A crucial means of achieving “victory without bloodshed” (“bing bu xue ren”) in Chinese strategic tradition is to intimidate the hostile country into capitulation through provocation, brinkmanship, coercion and shifts in the balance of power. This is evident in the manner in which Chinese-supplied, nuclear-capable, long-range missiles have been brandished by Pyongyang and Islamabad for purposes of coercion and blackmail vis-a-vis Japan and India. Such a strategy obviates the need for China to pose a direct threat to Japan or India. Yet when Japan and India take countermeasures against North Korean and Pakistani nuclear and missile capabilities, China cries wolf and threatens to start an offensive missile race and renege on nonproliferation treaties.
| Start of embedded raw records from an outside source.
Issue #321, opened 2022-11-11
git log parser crashes with empty author name or email


adamwolf:
I am not super familiar with jc, but I was using it the other day to parse `git log`.  It worked great on most of the repositories, but it choked on one.

I looked into it, and a person had set their author string to ' <someemail@address.com>'.  When jc split the author string into name, email, and then grabbed the second part, it crashed since it only split once, with all that leading whitespace.

I added some tests that seemed to cover the situation, and tweaked the parser to pass.  I have to admit I am not very familiar with jc at all, so I do apologize if I missed something obvious :)

I tried to follow similar style as what was there already, but I welcome any suggestions, and if you just want to make the tweaks yourself, feel free.

I can open a PR, but it seemed like I should run the issue by you first.  The work is at https://github.com/adamwolf/jc/tree/git-log-blank-author

Thanks folks!

kellyjonbrazil:
Hi - thank you for your contribution - very much appreciated! I took a quick look and the changes look pretty nice. Please open a PR and I'll look at it in more detail and make sure all the tests are passing.

Thanks again!

kellyjonbrazil:
Thanks for the PR fix - looks good! Tests are passing and docs are updated. This will be included in the next release (v1.22.3)

kellyjonbrazil:
fixed in v1.22.3

PR #322, opened 2022-11-11
Fix git log parsing with empty name or email

adamwolf:
Sometimes, folks leave their name or email blank in on their git commits.  Previously, a blank name crashed the git log parser.

For issue #321


kellyjonbrazil:
Looks good! I did some testing and I like how it changes the author/email to `None` instead of a blank string. I'll fix the broken tests and bump the parser versions after I merge. Thanks again!

Issue #360, opened 2023-02-07
Modify the xrandr parser to have the reflect value in its own JSON key


tzeikob:
Currenty the xrandr parser includes the reflect value of a device in the rotation key of the schema. I would like to propose a small modification to the xrandr parser, so we can have the `reflect` value in its own key like so:

Before:
```json
{
      "associated_modes": [],
      "is_connected": true,
      "is_primary": false,
      "device_name": "VGA-1",
      "rotation": "inverted X and Y axis",
      "resolution_width": 1440,
      "resolution_height": 900,
      "offset_width": 1366,
      "offset_height": 0,
      "dimension_width": 408,
      "dimension_height": 255
    }
```
After:
```json
{
      "associated_modes": [],
      "is_connected": true,
      "is_primary": false,
      "device_name": "VGA-1",
      "rotation": "inverted",
      "reflect": "X and Y axis",
      "resolution_width": 1440,
      "resolution_height": 900,
      "offset_width": 1366,
      "offset_height": 0,
      "dimension_width": 408,
      "dimension_height": 255
}
```

I already have this done and well tested in double monitor setup.
I can push this in PR immediately.

kellyjonbrazil:
Nice! I’ll take a closer look this week.

kellyjonbrazil:
Thanks for the PR. I have merged this into `dev` and it will be included in the next release.

kellyjonbrazil:
Added in v1.23.0

PR #361, opened 2023-02-07
Move the reflect value in its own key (xrandr) #360

tzeikob:
Currently the reflect value of a device is included in the rotation key as a combination of both rotation and reflection (e.g. normal X axis). With this modification we move the reflection value to its own key in the JSON document like so:

```json
{
  ...
  "rotation": "...",
  "reflection": "...,
  ...
}
```

Fixes: issue #360

### DIFF
--- a/jc/parsers/xrandr.py
+++ b/jc/parsers/xrandr.py
@@ -50,7 +50,8 @@ Schema:
           "offset_height":                     integer,
           "dimension_width":                   integer,
           "dimension_height":                  integer,
-          "rotation":                          string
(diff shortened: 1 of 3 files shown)


kellyjonbrazil:
Looks nice - would you mind adding a test with that field included? Thanks!

tzeikob:
@kellyjonbrazil done, let me known if I missed anything.

kellyjonbrazil:
Looks good, thanks! Merging into `dev`. Thanks for contributing!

As Alastair Johnston points out: “Chinese diplomatic strategy is to negotiate from a position of strength to an enemy who is militarily weak and/or tied down with multiple security concerns. The objective is to convince the enemy that the military situation has shifted to his disadvantage and thus to force him to concede.” By building up the military capabilities of allies such as North Korea vis-a-vis Japan, and Pakistan and Myanmar vis-a-vis India, Beijing seeks to tie Japan and India down with multiple security concerns.
In short, China has practiced hard-headed Realpolitik-inspired balance of power diplomacy with regard to its two Asian rivals. However, recent developments, such as India’s overt nuclearization in 1998, the possible deployment of theater-missile defenses in Japan and the Japanese and Indian push for permanent membership of the U.N. Security Council, all have the potential to seriously undermine the carefully crafted twin goals of China’s Asia policy: “Contain India and restrain Japan.” If prevailing trends continue, Asia will be dominated by three strong and powerful Asian states — China, Japan and India — something the region has never experienced before, and this will usher in new strategic alignments. However, much like the U.S. at the global level, China is unwilling to accept any serious challenge to its top-dog status in Asia and can be expected to devise ways and means to neutralize Japanese and Indian capabilities. Therefore, an awareness of China’s ambitions and the logic of its military alliances, and of its rivals’ ability (or the lack of it) to frustrate them, is necessary for an understanding of security challenges in the years ahead.
How and in what ways Tokyo and New Delhi respond to Beijing’s Asia policy will determine both the regional balance of power and Asian security in the 21st century.